■ **Task item**: Copy word for word, please, the lines of the entries below running from the one containing "### LINKED ISSUE #689: N3" to the one containing "Tests: full Jest", both ends included.

■ **Data records**:
-- Opening Marker --

PR #1266, opened 2019-07-21
add git.mk to generate .gitignore

yetist:
See https://raw.github.com/behdad/git.mk


raveit65:
Correct link to source is https://raw.githubusercontent.com/behdad/git.mk/master/git.mk

PR #1271, opened 2019-07-24
gla11y.mk: fix compatibility with dash

sthibaul:


cwendling:
Why not simply prepend `python3` to `$(GLA11Y)` in configure?  Sounds to me like the thing to instead of fiddling with the command in the makefile.

```diff
 AC_PATH_PROG([GLA11Y], [gla11y], [true])
+AS_IF([test "$GLA11Y" != true], [GLA11Y="python3 $GLA11Y"])
```

sthibaul:
I don't think that `test "$GLA11Y" != true` will work, because it'll find true as /bin/true or something else.

cwendling:
> I don't think that `test "$GLA11Y" != true` will work, because it'll find true as /bin/true or something else.

It shouldn't, [AC_PATH_PROG](https://www.gnu.org/savannah-checkouts/gnu/autoconf/manual/autoconf-2.69/autoconf.html#index-AC_005fPATH_005fPROG-318) only searches in the `PATH` for `prog-to-check-for`, not for `value-if-not-found`, which can be anything.

cwendling:
Actually the whole forcing of python3 seems weird to me.  If needed in the builder, why not simply use a `export GLA11Y="python3 /path/to/gla11y"` there and remove the complexity here?  And if it's the will of the gla11y maintainer to drop Python2 support, why update the shebang there?

sthibaul:
Anyway, let's just stop bikeshedding, I have just released a v0.3 which defaults to  python3 already, so we don't have to care at all any more. I have updated the pull request accordingly

gla11y.mk
```diff
@@ -10,9 +10,7 @@ a11y_verbose_1 =
 
 all-local: $(GLA11Y_OUTPUT)
 $(GLA11Y_OUTPUT): $(ui_files)
-	$(a11y_verbose) if [[ $(GLA11Y) == *gla11y ]]; then \
-	        python3 $(GLA11Y) -P $(srcdir)/ -f $(srcdir)/$(GLA11Y_FALSE) -s $(srcdir)/$(GLA11Y_SUPPR) -o $@ $(ui_files:%=$(srcdir)/%); \
-	        fi
+	$(GLA11Y) -P $(srcdir)/ -f $(srcdir)/$(GLA11Y_FALSE) -s $(srcdir)/$(GLA11Y_SUPPR) -o $@ $(ui_files:%=$(srcdir)/%)
```
cwendling: you probably shouldn't remove `$(a11y_verbose)`

sthibaul: indeed, fixed

Issue #1280, opened 2019-08-08
Caja crashes when a file move in 19.2 mate


donlet:
#### Expected behaviour
Not crashed

#### Actual behaviour
Caja crashed when a file moved. The file has moved up
Copy and Delete are no problem.
 
Aug  8 20:43:46 tina kernel: [   25.937635] pool[1718]: segfault at 0 ip 00007f38a9339f98 sp 00007f38866fc800 error 4 in libglib-2.0.so.0.5600.4[7f38a92bc000+114000]
Aug  8 20:43:59 tina kernel: [   39.234093] pool[1867]: segfault at 0 ip 00007f34026a6f98 sp 00007f33f6147800 error 4 in libglib-2.0.so.0.5600.4[7f3402629000+114000]

#### Steps to reproduce the behaviour
Step 1. Pick a file with CTRL + X
Step 2. Change another directory
Step 3. CTRL + V

#### MATE general version
1.22.0

#### Package version
MATE caja 1.22.1

#### Linux Distribution
Linux mint 19.2

#### Link to downstream report of your Distribution
https://linuxmint.com/edition.php?id=261

I upgraded Linux mint 19.2 from 19.1

sc0w:
I can't reproduce this issue with git master (Aug 8, 2019)

lukefromdc:
Can this than be closed?

donlet:
Two PC at home and company are in the same problem.

donlet:
Workaround @.@

Step 1. Open multiTab A and B
Step 2. Pick a file of multiTab A with CTRL + X
Step 3. Change another directory of multiTab B
Step 4. CTRL + V

sc0w:
it works fine here, @donlet can you attach a video?

donlet:
https://youtu.be/YuchB9nmUb4

Sorry. I mistook the workaround.
If source and taget are different partition, Caja doesn't crash.
The source was in ext4 and the target was in ntfs.

donlet:
@sc0w Could you explain how to caja debug?

rbuj:
To enable Caja debug create ~/caja-debug-log.conf file and restart caja:
```shell
cat << EOF > ~/caja-debug-log.conf
[debug log]
max lines = 1000
enable domains = async;GLog
EOF

kill -s SIGUSR1 $(pgrep caja)
```

To see Caja log:
```shell
cat ~/caja-debug-log.txt
```

rbuj:
[...]

PR #1282, opened 2019-08-10
Update Korean translation which prevents a segfault on file move

rbuj:
See https://github.com/mate-desktop/caja/issues/1280

### DIFF
--- a/po/ko.po
+++ b/po/ko.po
@@ -4,21 +4,23 @@
 # FIRST AUTHOR <EMAIL@ADDRESS>, YEAR.
 # 
 # Translators:
-# Youngbin Han <sukso96100@gmail.com>, 2018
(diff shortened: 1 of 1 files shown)


raveit65:
This needs to be done at transifex to avoid that a pull from transifex will override this fix.

rbuj:
The translation was edited at [transifex](https://www.transifex.com/mate/MATE/translate/#ko/1-22--caja) first, then it was pulled using `tx pull -l ko -f`:
```shell
git clone git@github.com:mate-desktop/caja.git
cd caja/
git checkout 1.22
git checkout -b moving-files-in-Korean-122
tx pull -l ko -f
git add po/ko.po 
git commit -m "Update Korean translation which prevents a segfault on file move"
git commit --amend
git push origin moving-files-in-Korean-122
```

raveit65:
Ok, i didn't know that :)

PR #1283, opened 2019-08-10
Copy file and keep timestamps of original file including remotes

### LINKED ISSUE #1226: Copying to/from SSH server connection should keep timestamps
- Use Caja to connect to an SSH server.
- Copy files to/from the server.

#### Expected behaviour
The "Date Modified" timestamps of the files should stay unchanged.

#### Actual behaviour
The "Date Modified" timestamps are reset to the current time.

#### Versions:
MATE general version: 1.20.0
Package version: 1.20.2
Linux Distribution: Linux Mint 19.1 MATE 64bit

N/A

#### Remark
According to [gvfs](https://gitlab.gnome.org/GNOME/gvfs/issues/346#note_357921),
>  it is up to the client to use G_FILE_COPY_ALL_METADATA, or copy some attributes selectively over g_file_get_attribute() resp. g_file_set_attribute()  functions.

rbuj:
The timestamps are reset to the current time, even if the source &
target folders support these GFileInfo attributes.

Closes #1226

### DIFF
--- a/libcaja-private/caja-file-operations.c
+++ b/libcaja-private/caja-file-operations.c
@@ -3718,7 +3718,7 @@ copy_move_directory (CopyMoveJob *copy_job,
 
 	if (create_dest) {
 		flags = (readonly_source_fs) ? G_FILE_COPY_NOFOLLOW_SYMLINKS | G_FILE_COPY_TARGET_DEFAULT_PERMS
-					     : G_FILE_COPY_NOFOLLOW_SYMLINKS;
+					     : G_FILE_COPY_NOFOLLOW_SYMLINKS | G_FILE_COPY_ALL_METADATA;
 		/* Ignore errors here. Failure to copy metadata is not a hard error */
 		g_file_copy_attributes (src, *dest,
 					flags,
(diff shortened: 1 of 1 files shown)


lukefromdc:
How should I test this? I have not had issues with metadata that I have noticed given my use-case e.g I still have to strip it from jpegs after copying, and file creation times seem to be preserved.

rbuj:
@lukefromdc 

You can test file attributes with `stat` after copying them from caja, it's not about exif data.

vkareh:
@lukefromdc - I tested this by using caja to open a folder in an SSH connection. If you drag-drop a file from a local folder to the SSH folder on `master`, then right-click -> Properties, the Modified Date will show up as _now_, regarless of when the file was modified. With this patch, the file shows the correct modified date (which should be the same on both the local and the remote folder).

vkareh:
@rbuj, maybe add a better description in the commit message - the only indications that this is an issue with SSH is the branch name and the linked bug. Maybe the commit message should specify that

rbuj:
I only changed the title and the description of the commit.

lukefromdc:
You can test this with a loopback ssh mount (connect-to-server 127.0.0.1 and have ssh-server running), just confirmed the issue, about to test the fix

lukefromdc:
Note that the Ubuntu build failure in Travis is a timeout in installing dependencies, meaning it had nothing to do with the build at all. Are we ready to merge this?

PR #1291, opened 2019-08-19
Add --keyword=ngettext:1,2 to XGETTEXT_OPTIONS

rbuj:


raveit65:
For what is it good for?

rbuj:
It's not necessary to add this keywordspec, since it's already included for the C language by default:

The default keywordspecs for C, if not disabled (--keyword without keywordspec in XGETTEXT_OPTIONS):

gettext, dgettext:2, dcgettext:2, ngettext:1,2, dngettext:2,3,
dcngettext:2,3, gettext_noop, and pgettext:1c,2, dpgettext:2c,3,
dcpgettext:2c,3, npgettext:1c,2,3, dnpgettext:2c,3,4,
dcnpgettext:2c,3,4.

https://www.gnu.org/software/gettext/manual/gettext.html#Language-specific-options

PR #1295, opened 2019-08-21
Travis CI: 'autogen.sh' and 'scan-build' with '--enable-empty-view'

sc0w:
it is needed to build the files:
```
	fm-empty-view.c 
	fm-empty-view.h
```


raveit65:
Does anybody know what empty-view function is?

PR #1297, opened 2019-08-28
caja-window-slot: "folder-saved-search" icon instead "text-x-generic"

sc0w:
Before:

Later:

Before:

Later:

### DIFF
--- a/src/caja-window-slot.c
+++ b/src/caja-window-slot.c
@@ -394,7 +394,10 @@ caja_window_slot_update_icon (CajaWindowSlot *slot)
              */
             if (g_strcmp0 (icon_name, gtk_window_get_icon_name (GTK_WINDOW (window))) != 0)
             {
-                gtk_window_set_icon_name (GTK_WINDOW (window), icon_name);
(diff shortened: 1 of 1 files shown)


sc0w:
> A question concerning the code:
> This unconditionally replaces "text-x-generic" in Caja's window decoration titlebar. Are there any other instances that would bring up "text-x-generic" there and for which "folder-saved-search" would be inappropriate?

I don't know, this needs to test some time. Here all the other icons seems to be fine.

> Ideally this would be set by name for search windows directly, and probably the fallback icon should be "folder" which is the generic icon for a directory. If other cases are using the fallback that should be the fallback icon.

I don't like the "folder" icon in the search results, if we can put other icon, it is useful to improve accessibility.

I think this is the best icon:

lukefromdc:
I am only worried about folder-saved-search coming up in some other case where we are not in a search window or a saved search. Even that is probably better than text-x-generic, which is never appropriate for anything that opens in caja and instead is correct for Pluma. I will thus approve this as-is, just recommend checking for any such fallout.

PR #1303, opened 2019-09-19
caja-extensions: allows the translation of copyright

rbuj:


lukefromdc:
@raveit65 , I assume you have tested this in a non-English language?

raveit65:
@lukefromdc 
yes, i have tested it in my language. But i don't think we see a difference before new translations from transifex are available.

Issue #1284, opened 2019-08-10
Caja started to do hyphenation on long file names


piotrjurkiewicz:
Caja started to insert hyphens in long file names. See attached screenshot. It is probably related to the recent "enhancements" in Pango:

https://blogs.gnome.org/mclasen/2019/07/27/more-text-rendering-updates/

https://blogs.gnome.org/mclasen/2019/08/07/pango-1-44-wrap-up/

> As a consequence, there is now a text attribute to suppress the insertion of hyphens.

Maybe this attribute should be enabled in Caja?

![image](https://user-images.githubusercontent.com/2237894/62826218-eeb8ab80-bbb7-11e9-9474-06b139747b1c.png)

#### MATE general version

1.22

#### Package version

community/caja 1.22.1-1
extra/pango 1:1.44.3-1
extra/pangomm 2.42.0-1

#### Linux Distribution

Arch

baldr14:
Here is the Bug-Report for pango: https://gitlab.gnome.org/GNOME/pango/issues/401
The bug seems to be caja related. The bug still exists.


Distribution: Arch Linux
Desktop: gnome 3.34

Packages:
caja 1.22.2
pango 1.44.7
pangomm 2.42.0

raveit65:
Confirmed with fedora 31.
Ihmo, hyphens produce bad grammar ;)
Folder `AndroidStudioProjects` looks like this in caja with normal icon-size and HiDIPI resolution.

```
AndroidStudioProje-
cts
```
I am not a native English speaker but is this correct English grammar?

arteme:
As far as pango is concerned, it's not a bug, but a feature. Other projects had dealt with it:
https://gitlab.gnome.org/GNOME/nautilus/merge_requests/482/diffs

sc0w:
I think it is a crazy new feature with no sense

It was fixed in nautilus with https://gitlab.gnome.org/GNOME/nautilus/commit/9738d8561ed38a87b4d72db3e49653641edd9a09

raveit65:
> As far as pango is concerned, it's not a bug, but a feature. 

Who said this is a bug?

Breaking `AndroidStudioProjects` wrong is in grammar error.

raveit65:
@sc0w 
I agree with adding nautilus fix to caja.

baldr14:
> Who said this is a bug?

I said, but have correct it in my comment ;-)

raveit65:
[...]

PR #1320, opened 2019-11-15
canvas-item: Don't hyphenate filenames

raveit65:
fixes https://github.com/mate-desktop/caja/issues/1284

Pango 1.44 got the ability to automatically hyphenate on line breaks,
which is on by default, but can be set off by a new attribute.

As a result, we now hyphenate filenames, which is confusing, because
a filename may already include hyphens.

To restore the previous behavior, let's not insert hyphens when
breaking filenames in multiple lines.

Inspired by https://gitlab.gnome.org/GNOME/nautilus/commit/9738d85

Please test.

### DIFF
--- a/libcaja-private/caja-icon-canvas-item.c
+++ b/libcaja-private/caja-icon-canvas-item.c
@@ -60,6 +60,14 @@
 #define MAX_TEXT_WIDTH_BESIDE 90
 #define MAX_TEXT_WIDTH_BESIDE_TOP_TO_BOTTOM 150
 
+#ifndef PANGO_CHECK_VERSION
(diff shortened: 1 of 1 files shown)


lukefromdc:
We need a review from someone with pang 1.44 installed

raveit65:
@mate-desktop/core-team 
Any one like to test this bugfix before i back port it to 1.22 branch?

lukefromdc:
Any more reviews on this? This is a must-fix bug so we need either to merge this or if there is a problem to fix it and merge the results. No more tests and we have to merge this and deal with any problems as they are found. I don't have pango 1.44 though I suppose if this sits long enough Debian Unstable will get it eventually.

PR #1322, opened 2019-11-23
avoid redundant redeclarations

sc0w:
Fixes the warnings:

[caja-Wredundant-decls.txt](https://github.com/mate-desktop/caja/files/3882578/caja-Wredundant-decls.txt)


sc0w:
@lukefromdc 

> I assume these had to move to avoid issues from the removals?

The declarations must to be at first place, and `G_DEFINE_...` does the job.

`..._init` and `..._class_init` functions must to be later.

PR #695, opened 2026-08-24
feat(parser): support N3 IRI property lists

### LINKED ISSUE #689: N3 parser does not support IRI property lists
The current N3 grammar defines `iriPropertyList ::= IPLSTART iri predicateObjectList ']'`. The five positive cases in the W3C parser manifest all fail today:

```n3
:s :p [id :identified :name "value"] .
```

The construct uses the supplied IRI as the property-list subject instead of minting a blank node. Negative cases also require the parser to distinguish illegal semicolons and non-IRI identifiers.

An old prototype exists as `04c1e74` on `feat/full-n3-support`, but it lacks current error propagation, complete lexer boundaries, and parser coverage.

Part of #640.

jeswr:
Implements the current N3 `iriPropertyList` production used by the W3C parser manifest:

```n3
:s :p [id :identified :name "value"] .
```

The supplied IRI replaces the provisional blank node in the enclosing subject, predicate, or object context before properties are emitted. Nested IRI property lists therefore preserve both inner and outer references. The parser requires an actual IRI after `id`, requires a predicate-object list, and keeps the suite's illegal-semicolon, multiple-ID, and blank-node-ID cases negative.

The lexer recognizes `id` only in N3 mode, waits across stream chunks, and preserves `id:p` as a normal prefixed name.

This makes all five positive IRI-property-list cases in #640 pass.

Tests: full Jest suite (6,825 tests, 100% coverage); ESLint; W3C parser manifest improves from 173/222 to 178/222 on this branch alone.

Closes #689

### DIFF
--- a/src/N3Lexer.js
+++ b/src/N3Lexer.js
@@ -57,6 +57,7 @@ export default class N3Lexer {
     this._boolean = /^(?:true|false)(?=[.,;!\^\s#()\[\]\{\}"'<>])/;
     this._atKeyword = /^@[a-z]+(?=[\s#<:])/i;
     this._keyword = /^(?:PREFIX|BASE|VERSION|GRAPH)(?=[\s#<])/i;
+    this._n3Id = /^id(?=[\s#<])/;
     this._shortPredicates = /^a(?=[\s#()\[\]\{\}"'<>])/;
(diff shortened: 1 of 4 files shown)


jeswr:
LGTM - just awaiting copilot comment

-- Closing Marker --

■ **Response area**:
### LINKED ISSUE #689: N3 parser does not support IRI property lists
The current N3 grammar defines `iriPropertyList ::= IPLSTART iri predicateObjectList ']'`. The five positive cases in the W3C parser manifest all fail today:

```n3
:s :p [id :identified :name "value"] .
```

The construct uses the supplied IRI as the property-list subject instead of minting a blank node. Negative cases also require the parser to distinguish illegal semicolons and non-IRI identifiers.

An old prototype exists as `04c1e74` on `feat/full-n3-support`, but it lacks current error propagation, complete lexer boundaries, and parser coverage.

Part of #640.

jeswr:
Implements the current N3 `iriPropertyList` production used by the W3C parser manifest:

```n3
:s :p [id :identified :name "value"] .
```

The supplied IRI replaces the provisional blank node in the enclosing subject, predicate, or object context before properties are emitted. Nested IRI property lists therefore preserve both inner and outer references. The parser requires an actual IRI after `id`, requires a predicate-object list, and keeps the suite's illegal-semicolon, multiple-ID, and blank-node-ID cases negative.

The lexer recognizes `id` only in N3 mode, waits across stream chunks, and preserves `id:p` as a normal prefixed name.

This makes all five positive IRI-property-list cases in #640 pass.

Tests: full Jest suite (6,825 tests, 100% coverage); ESLint; W3C parser manifest improves from 173/222 to 178/222 on this branch alone.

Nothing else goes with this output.